Forex news for near trading on July 24, 2020
- Dow and S&P post the 1st negative week in 4 weeks
- Trump signs four executive orders on drug costs
- CFTC commitments of traders: EUR longs are the largest since April 2018
- Key economic releases and events for next week's trading
- California case count falls to 9,718 vs. 12,040 yesterday
- WTI crude oil futures settle at $41.29
- Key earnings releases for the week of July 27 to October 1
- CDC US case count rises to 72,219 vs. 70,106 yesterday
- Baker Hughes oil rig counts come in at 181 vs. 179 estimate
- European shares end the day lower
- Arizona cases up 3349 vs 2335 yesterday
- Chinese researcher at San Francisco consulate in custody
- Florida coronavirus cases rise to 3.2% vs. 7 day average of 3.1%
- New home sales rise sharply to 776K vs 700K estimate
- Markit manufacturing PMI for July 51.3 vs. 52.0 estimate
- The JPY is the strongest and the AUD is the weakest as NA traders enter for the day
In other markets:
- Spot Gold rose above the $1900 level for the 1st time since September 2011 and move closer to the all-time high price from the same calendar month at $1921. The precious metal is trading at $1901.58 that's up $14.14 or 0.75%. The high price reached $1906.58. The low price extended to $1881.91
- spot silver which had a huge week to the upside rose by 14.8 cents or 0.66% to $22.73. It's high price reached $22.92. The low price extended to $22.41
In the US stock market today the major indices fell. Intel earnings and delays in its chip manufacturing sent its shares down sharply. Intel close today $-9.81 or -16.24% at $50.59. The final numbers for the day show the NASDAQ down -0.94% the S&P down -0.62% and the Dow industrial average down -0.68%. For the week, the NASDAQ closed down for the 2nd consecutive week by -1.33%. The Dow industrial average fell by -0.76% while the S&P index fell by -0.28%.
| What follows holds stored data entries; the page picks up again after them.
PR #196, opened 2018-02-05
Compile using geckofx45 from nuget

marksvc:
Use nuget to get geckofx45 to compile, rather than using it from
FieldWorks since we don't necessarily know where that will be on a
developer's machine. This will also be used at run-time on a
developer's machine.

But don't ship geckofx45, since flexbridge is an architecture-
independent package. Instead, use geckofx45 from FieldWorks at run-
time, when flexbridge is installed from a package.

* Use nuget to download geckofx45.
* Copy Geckofx-Core.dll.config to where its assembly is.
* Set environment variable to find and use the right gecko .dll and
.so files at compile-time and run-time.
* Leave environ and environ-xulrunner in the root of the VCS, and use
them from there when running on a development machine, to ease
specifying paths in environ-xulrunner.
* Give hintpaths in csproj files. Just referencing 64-bit assembly, as
we don't ship the geckofx assemblies anyway. (Also, we only build
packages in 64-bit environments.)
* Set csproj files to not copy geckofx assemblies into flexbridge
output folder, by setting Private to False.
* Remove geckofx reference from FLEx-ChorusPlugin, as it appears to be
unused.
* Remove geckofx29 package build dependency.

---
This change is [Reviewable](https://reviewable.io/reviews/sillsdev/flexbridge/196)


RaymondLuong3:
:lgtm: But I'm sure someone else might want to take a look too

---

Review status: 0 of 9 files reviewed at latest revision, 1 unresolved discussion.

---

*[src/FLEx-ChorusPlugin/FLEx-ChorusPlugin.csproj, line 163 at r1](https://reviewable.io:443/reviews/sillsdev/flexbridge/196#-L4bvl55G3vOsqHZSFiZ:-L4bvl55G3vOsqHZSFi_:b-e1me5h) ([raw file](https://github.com/sillsdev/flexbridge/blob/267b0c33ff0884a698d0d0b847fc6ebf377d5091/src/FLEx-ChorusPlugin/FLEx-ChorusPlugin.csproj#L163)):*
> ```XML
>       <SpecificVersion>False</SpecificVersion>
>       <Package>Geckofx-Winforms</Package>
>     </Reference>
> ```

Good catch, no need for it if it's not being used.

---


*Comments from [Reviewable](https://reviewable.io:443/reviews/sillsdev/flexbridge/196#-:-L4bw9Uz7WpiFW-H_5mC:bdqf3eo)*

ermshiperete:
You're changes :lgtm:, but I noticed two things that you might want to change to clean-up `run-app` while we're touching that file. However, that's up to you :smile: 

---

Reviewed 6 of 9 files at r1, 5 of 5 files at r2.

---

*[lib/common/run-app, line 43 at r2](https://reviewable.io:443/reviews/sillsdev/flexbridge/196#-L4eG_NWwZjOWm_Ng8CF:-L4eG_NWwZjOWm_Ng8CG:b4itliq) ([raw file](https://github.com/sillsdev/flexbridge/blob/567be1d5bd4b1706dc412fb3b4a060779354efbe/lib/common/run-app#L43)):*
> MONO_PREFIX=/usr/local

This seems wrong. Does anyone still have mono in `/usr/local/`? And we already referred to MONO_PREFIX at the top of the file. I think this line should go, and be replaced with a line at the top of the file setting MONO_PREFIX to /opt/mono-sil (or whatever mono version we're expecting), but only if MONO_PREFIX isn't set already.

---

*[lib/common/run-app, line 52 at r2](https://reviewable.io:443/reviews/sillsdev/flexbridge/196#-L4eH-FhHummqUlc8MCf:-L4eH-FhHummqUlc8MCg:b97q7dr) ([raw file](https://github.com/sillsdev/flexbridge/blob/567be1d5bd4b1706dc412fb3b4a060779354efbe/lib/common/run-app#L52)):*
> PKG_CONFIG_PATH

We have the same line three lines above, so I'd suggest to delete this one.

---


*Comments from [Reviewable](https://reviewable.io:443/reviews/sillsdev/flexbridge/196#-:-L4eFVuZPoTGIM498ogB:bv85qtc)*

marksvc:
Thanks guys. I'll plan to adjust run-app in a followup commit.

---

---



*Comments from [Reviewable](https://reviewable.io:443/reviews/sillsdev/flexbridge/196#-:-L4gU38Kc9gMy18bKq-o:bybqnj)*

PR #3, opened 2018-03-27
EVA-1112 Accession repository structure

jmmut:


eva-accession-ws/pom.xml
```diff
@@ -0,0 +1,68 @@
...
+            <groupId>uk.ac.ebi.eva</groupId>
+            <artifactId>eva-accession-core</artifactId>
+            <version>1.0-SNAPSHOT</version>
+        </dependency>
+        <dependency>
+            <groupId>uk.ac.ebi.eva</groupId>
+            <artifactId>eva-accession-core</artifactId>
+            <version>1.0-SNAPSHOT</version>
+            <scope>test</scope>
+            <type>test-jar</type>
```
cyenyxe: Is this "repeated" dependency really necessary?

eva-accession-ws/pom.xml
```diff
@@ -0,0 +1,68 @@
...
+        </dependency>
+
+        <dependency>
+            <groupId>org.springframework.boot</groupId>
+            <artifactId>spring-boot-starter-web</artifactId>
+        </dependency>
+    </dependencies>
+
+    <repositories>
```
cyenyxe: Would it be enough to have these just in the parent POM?

eva-accession-ws/pom.xml
jmmut: well, if you don't put this, eva-accession-ws fails to compile, so yes. it's bringing the test classes, so it's not really the same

In the US debt market yields were little changed across the board:
In the forex, the Canadian dollar and US dollar led the way to the downside. Most of the declines were against the JPY, EUR, GBP and CHF.
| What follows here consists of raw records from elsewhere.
PR #4, opened 2018-03-27
EVA-1115 Implement ss model

jmmut:
ss is identified by:
-    Reference assembly
-    Taxonomy (for the sake of retrocompatibility, because dbSNP don't group submissions in a database based on the reference assembly)
-    Batch
-    Chromosome or contig
-    Start position
-    Reference allele
-    Alternate allele

changes:
-    getChromosome renamed as getContig (because the region could be either a chromosome or a contig)
-    Variant type replaced by reference and alternate alleles
-    VariantXXX renamed as SubmittedVariantXXX
-    add non-identifying field `supportedByEvidence`


eva-accession-core/src/main/java/uk/ac/ebi/eva/accession/core/SubmittedVariantModelSummaryFunction.java
```diff
@@ -17,16 +17,20 @@
...
 
-public class VariantModelSummaryFunction implements java.util.function.Function<VariantModel, String> {
+import java.util.function.Function;
+
+public class SubmittedVariantModelSummaryFunction implements Function<SubmittedVariantModel, String> {
 
     @Override
-    public String apply(VariantModel model) {
+    public String apply(SubmittedVariantModel model) {
         return new StringBuilder()
```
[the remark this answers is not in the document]
jmmut: adding a separator doesn't prevent this, actually. e.g.:
- project: "p_1", contig: "2"
- project: "p", contig: "1_2"

both would generate p_1_2.

I will add the separator anyway, as it's more unlikely than without separator.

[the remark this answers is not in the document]
cyenyxe: Yeah, I appreciate it is not a perfect solution :disappointed:

eva-accession-core/src/main/java/uk/ac/ebi/eva/accession/core/configuration/SubmittedVariantAccessioningConfiguration.java
```diff
@@ -64,8 +68,9 @@ public SubmittedVariantAccessioningDatabaseService submittedVariantAccessioningD
     }
 
     @Bean
-    public MonotonicAccessionGenerator<SubmittedVariantModel> submittedVariantAccessionGenerator() {
+    public MonotonicAccessionGenerator<ISubmittedVariant> submittedVariantAccessionGenerator() {
         ApplicationProperties properties = applicationProperties();
+        logger.debug("Using application properties: " + properties.toString());
```
cyenyxe: These should be reported by Spring Boot anyway, could you please check that they are not the same?

eva-accession-core/src/test/resources/accession-test.properties
```diff
@@ -0,0 +1,3 @@
+accessioning.instanceId=test-instance-01;
```
cyenyxe: Is the semicolon intentional?

eva-accession-ws/src/test/resources/accession-ws-test.properties
```diff
@@ -0,0 +1,3 @@
+accessioning.instanceId=test-ws-instance-01;
```
cyenyxe: Is the semicolon intentional?

eva-accession-core/src/test/resources/accession-test.properties
jmmut: hum, that came from accession-commons, I didn't realise. 

pika.. err.. @jorizci! I choose you!

eva-accession-core/src/main/java/uk/ac/ebi/eva/accession/core/configuration/SubmittedVariantAccessioningConfiguration.java
jmmut: couldn't find the values of the properties in the logs, even with boot at "debug" log level.

The only messages I found are similar to 
> Adding PropertySource 'applicationConfig: [classpath:/application.properties]' [...]
> Adding PropertySource 'class path resource [accession-test.properties]' [...]

which just says everything spring found, and 
> Retrieved ApplicationContext [...]  propertySourceLocations = '{classpath:accession-test.properties}' [...]

which just re-states what the annotation `@TestPropertiesSources` has in our code. 

Personally didn't find that information useful to make sure the properties taken were the expected ones. Actually, at first I used `@PropertiesSources` and spring didn't use the expected values.

jmmut:
please note that I added a small test in core, to make sure the configuration was correct, and I had to  remove the shared test configuration in core and the test-jar

eva-accession-core/src/test/resources/accession-test.properties
jorizci: Remove it, I was probably smoking a cookie or something similar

The EURUSD trade to the highest level since September 2018, and in the process moved above the midpoint of the trading range since the February 2018 high. That level comes in at 1.15958. In the new trading week ahead, if the price stays above that level, the bulls will have firm control. The Next major target comes in at the September 2018 high price of 1.1814. That is near the 61.8% retracement 1.1822.
The GBPUSD it's low on Monday at 1.2517 and closed near its week high at 1.28028. The pair moved to the highest level since June 10 when the price peaked at 1.28118. That will be the next upside target in the new trading week. Close risk on Monday will be the Tuesday and early Friday highs at the 1.2766 – 72 area. Move back below that level and there could be further probing to the downside. However it will take a move below the rising 100 hour moving average at 1.272242 hurt the bullish bias seen in the pair this week.
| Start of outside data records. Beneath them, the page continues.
PR #8, opened 2018-04-06
EVA-1169 Write submitted variants to database

jmmut:


eva-accession-pipeline/src/main/java/uk/ac/ebi/eva/accession/pipeline/io/AccessionWriter.java
```diff
@@ -15,10 +15,24 @@
...
-import uk.ac.ebi.eva.accession.core.persistence.SubmittedVariantEntity;
+import uk.ac.ebi.eva.accession.core.ISubmittedVariant;
+import uk.ac.ebi.eva.accession.core.SubmittedVariantAccessioningService;
 
-public class SummaryFileWriter extends CompositeItemWriter<SubmittedVariantEntity> {
-    // TODO: implement
+import java.util.List;
+import java.util.Map;
+
+public class AccessionWriter implements ItemWriter<ISubmittedVariant> {
```
cyenyxe: If this class consumes `ISubmittedVariant` objects, does that mean we can change the processor to have the interface as output type?

eva-accession-pipeline/src/main/java/uk/ac/ebi/eva/accession/pipeline/io/AccessionWriter.java
```diff
@@ -15,10 +15,24 @@
...
+
+    private SubmittedVariantAccessioningService service;
+
+    public AccessionWriter(SubmittedVariantAccessioningService service) {
+        this.service = service;
+    }
+
+    @Override
+    public void write(List<? extends ISubmittedVariant> variants) throws Exception {
+        Map<Long, ISubmittedVariant> accessions = service.getOrCreateAccessions(variants);
```
cyenyxe: For auditing purposes, it was agreed that the database entities would have a creation date. Can you please modify it the class accordingly?

Also, shall we change `SubmittedVariantEntity` it to be a `@Document` instead of an `@Entity`, or shall we wait until the benchmarks are finished? If we decide to wait we have to leave the JIRA ticket open.

eva-accession-pipeline/src/test/java/uk/ac/ebi/eva/accession/pipeline/io/AccessionWriterTest.java
```diff
@@ -0,0 +1,70 @@
...
+    public void saveSingleAccession() throws Exception {
+        SubmittedVariant variant = new SubmittedVariant("accession", TAXONOMY, "project", "contig", 100, "reference",
+                                                         "alternate", false);
+
+        accessionWriter.write(Collections.singletonList(variant));
+
+        Map<Long, ISubmittedVariant> accessions = service.getAccessions(Collections.singletonList(variant));
+        assertEquals(1, accessions.size());
+
+        ISubmittedVariant savedVariant = accessions.values().iterator().next();
```
cyenyxe: The value of the accession should be also checked.

eva-accession-pipeline/src/main/java/uk/ac/ebi/eva/accession/pipeline/io/AccessionWriter.java
jmmut: yes, we can. it doesn't matter.
`public SimpleStepBuilder<I, O> processor(org.springframework.batch.item.ItemProcessor<? super I, ? extends O> processor)`

eva-accession-pipeline/src/test/java/uk/ac/ebi/eva/accession/pipeline/io/AccessionWriterTest.java
jmmut: added a check with the expectedId being `0`. Should we care here about the initial gap of 1 billion?

jmmut: agreed to put the first value as 10 billion

eva-accession-pipeline/src/main/java/uk/ac/ebi/eva/accession/pipeline/io/AccessionWriter.java
jmmut: I'm adding the the date for testing purposes until it's done in accession-commons, but we won't add the mongo part in this PR as agreed.

eva-accession-pipeline/src/test/java/uk/ac/ebi/eva/accession/pipeline/io/AccessionWriterTest.java
```diff
@@ -61,9 +63,10 @@ public void setUp() throws Exception {
     }
 
     @Test
+    @DirtiesContext
     public void saveSingleAccession() throws Exception {
         SubmittedVariant variant = new SubmittedVariant("accession", TAXONOMY, "project", "contig", 100, "reference",
```
cyenyxe: If the taxonomy is extracted into a constant to make the parameters more readable, I think the position should also be. In fact they are implemented that way in `VariantProcessorTest`. Applies to all the tests in this class.

jmmut: that is already done in another branch

eva-accession-core/src/main/java/uk/ac/ebi/eva/accession/core/SubmittedVariant.java
```diff
@@ -149,12 +163,13 @@ public boolean equals(Object o) {
                 Objects.equals(projectAccession, that.projectAccession) &&
                 Objects.equals(contig, that.contig) &&
                 Objects.equals(referenceAllele, that.referenceAllele) &&
-                Objects.equals(alternateAllele, that.alternateAllele);
+                Objects.equals(alternateAllele, that.alternateAllele) &&
+                Objects.equals(createdDate, that.createdDate);
```
pabarcgar: Are we going to do any comparison of SubmittedVariant objects anywhere in the code? I was thinking in this possible problem:
- We process a VCF and we store the accession in the DB. 
- We process the same VCF again (maybe it wasn't complete the first time, maybe is a different process that takes a VCF and return the accessions from the DB...)
- We compare both objects and are different because the one read from the VCF has created date null. But they are really the same submitted variant.

If something like that could happen, then we should remove created date from equals and toHash.

eva-accession-core/src/main/java/uk/ac/ebi/eva/accession/core/SubmittedVariant.java
```diff
@@ -37,8 +38,11 @@
 
     private boolean supportedByEvidence;
 
+    private LocalDateTime createdDate;
+
     public SubmittedVariant(String assemblyAccession, int taxonomyAccession, String projectAccession, String contig,
-                            long start, String referenceAllele, String alternateAllele, boolean supportedByEvidence) {
+                            long start, String referenceAllele, String alternateAllele, boolean supportedByEvidence,
+                            LocalDateTime createdDate) {
```
pabarcgar: It looks that so far createdDate is always initialized as null. If there is still code to be added and that parameter is going to be used, I would leave it in the constructor. If not, I would remove it from the constructor, even if we keep getCreatedDate in the class just to implement the interface.

eva-accession-core/src/main/java/uk/ac/ebi/eva/accession/core/SubmittedVariant.java
jmmut: They won't be compared like this to decide about its insertion (or not insertion). For that there's this class, that selects the fields to identify the object https://github.com/EBIvariation/eva-accession/blob/master/eva-accession-core/src/main/java/uk/ac/ebi/eva/accession/core/SubmittedVariantModelSummaryFunction.java

eva-accession-core/src/main/java/uk/ac/ebi/eva/accession/core/SubmittedVariant.java
jmmut: yeah, I was not convinced about this either. the class needs to have this field to be compliant with the interface, but maybe the setter is enough.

The USDJPY USDJPY was mired in an 85 pip range coming into Thursday's trade and was stuck in a 16 pip trading range in the New York session on Thursday. Then sellers of the dollar took over and the price trended from a high of 107.224 to a low today of 105.672. Today the price fell below the May and June lows at the 105.97 to 106.06 area. We are trading between those levels into the close for the week. Needless to say that area will be the barometer for the buyers and sellers in early next week's trading. Stay below 105.978 and the sellers will be in control. Move above 106.06 and we could see further upside corrective move higher.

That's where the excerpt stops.